According to a study, almost 20 percent of dementia patients receive inappropriate or unnecessary medications.
Jasja De Smedt Kotterman, whose mother died of Alzheimer’s in 2017, said she was always fearful that her mother was in pain toward the end of her diagnosis. She would always ask her mother, who spent her last year and a half in a care home, “Are you in pain?” But beyond a nod or shake of the head, her mother could not communicate with her daughter or doctors, a common inability in late stages of dementia.
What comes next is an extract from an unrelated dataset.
PR #945, opened 2020-09-08
Fix handling of open shell systems in moldenwriter and wfxwriter

shivupa:
#937 showed that the moldenwriter and wfx writer needed work to handle open shell systems. This PR properly calculated the number of electrons in the wfx writer and removes a loop over the multiplicity.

A 2018 study found that lack of communication leads to overprescribed medication for dementia patients. According to the study, almost 20 percent of dementia patients receive inappropriate or unnecessary medications.
“Our study found that following a diagnosis of dementia in older people, medication use increased by 11 percent in a year and the use of potentially inappropriate medications increased by 17 percent,” said lead author Dr Danijela Gnjidic, senior lecturer from the faculty of pharmacy and Charles Perkins Centre at University of Sydney, who collaborated on the study with researchers from Yale University and University of Kentucky.
What kind of drugs are being overly or wrongly prescribed? Sleeping tablets, pain drugs, depression drugs and acid reflux drugs, according to study authors, who observed almost 2,500 people.
In older people, some of those drugs have been shown to raise the risk of drowsiness and sedation, which leads to a higher risk of falls. Studies show that people with dementia are five times more likely to be admitted to a long-term care hospital after a fall, and more likely to lead to outcomes like hospital readmission within 30 days or even death.
The inappropriate prescribing happens when hospital staff is not trained to interact with people with dementia, said the study authors. It can also be chalked up to a lack of understanding on the patient’s part.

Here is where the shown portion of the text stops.